Try it: List all the lines in these records that hold "behavior".

Supplied information:
PR #4951, opened 2026-05-29
fix: ensure stable state for inputs while editing

kyubisation:
Currently the date and time input completely reset the value, if an assignment to valueAsDate is performed. This interrupts the typing if done during editing. This is currently an issue with the upcoming Angular Forms Signals, which continuously call writeValue and causes this problem.

Relates to sbb-design-systems/lyne-angular#316


jeripeierSBB (approved):
LGTM, thank you

PR #4958, opened 2026-06-02
refactor(header): rename action property from `expandFrom` to `hideLabelBelow` and unset default

jeripeierSBB:
BEGIN_COMMIT_OVERRIDE
refactor(header): rename action property from expandFrom to hideLabelBelow and unset default

BREAKING CHANGE: The `expandFrom` property of `<sbb-header-button>` and `<sbb-header-link>` has been renamed to `hideLabelBelow` and no longer has a default value. Previously, `expandFrom` defaulted to `large`.
To preserve the existing behavior, all instances of `<sbb-header-button>` and `<sbb-header-link>` that do not explicitly define `expandFrom` must now be configured with `hide-label-below="large"`.
END_COMMIT_OVERRIDE

BREAKING CHANGE: The `expandFrom` property of `<sbb-header-button>` and `<sbb-header-link>` has been renamed to `hideLabelBelow` and no longer has a default value. Previously, `expandFrom` defaulted to `large`.
To preserve the existing behavior, all instances of `<sbb-header-button>` and `<sbb-header-link>` that do not explicitly define `expandFrom` must now be configured with `hide-label-below="large"`


kyubisation (approved):
LGTM 👍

Written solution:
To preserve the existing behavior, all instances of `<sbb-header-button>` and `<sbb-header-link>` that do not explicitly define `expandFrom` must now be configured with `hide-label-below="large"`.
To preserve the existing behavior, all instances of `<sbb-header-button>` and `<sbb-header-link>` that do not explicitly define `expandFrom` must now be configured with `hide-label-below="large"`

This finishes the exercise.